Records for the exercise ▸
————
PR #44, opened 2019-03-09
Get errors

shayne-fletcher-da:
In this PR, `mini-hlint`'s error handling code is adapted to upstream changes to `data ParseResult`.

### DIFF
--- a/examples/mini-hlint/src/Main.hs
+++ b/examples/mini-hlint/src/Main.hs
@@ -101,6 +101,5 @@ main = do
         POk _ m -> analyzeModule flags m
         PFailed s ->
           mapM_ putStrLn $
-          fmap (showSDoc flags) $
-          pprErrMsgBagWithLoc (snd $ getMessages s flags)
+          showSDoc flags <$> pprErrMsgBagWithLoc (snd $ getMessages s flags)
     _ -> fail "Exactly one file argument required"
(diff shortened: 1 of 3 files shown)


examples/mini-hlint/src/Main.hs
```diff
@@ -99,7 +99,9 @@ main = do
       let flags = defaultDynFlags fakeSettings fakeLlvmConfig
       case parse file flags s of
         POk _ m -> analyzeModule flags m
-        PFailed _ ->
-          -- putStrLn $ showSDoc flags $ pprLocErrMsg $ mkPlainErrMsg flags loc err
-          putStrLn "Fix me" -- to do; call `getErrorMessages` to replace the old code above
+        PFailed s -> sequence_
+          [ putStrLn msg
+          | msg <- showSDoc flags <$>
```
neil-da: I'd have moved the `showSDoc` so it read `[ putStrLn $ showSDoc flags msg | msg <- ...]`. The use of `<$>` as map is unusual.

shayne-fletcher-da: Yes, that's nice too. That said, are you ok with keeping the current phrasing?

shayne-fletcher-da: Going with the following which eliminates the `map`.
```
PFailed s -> sequence_
          [ putStrLn (showSDoc flags msg)
          | msg <- pprErrMsgBagWithLoc (snd $ getMessages s flags)
          ]
```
————
In the records, how many lines include the string "mini"? The answer is that number alone.

4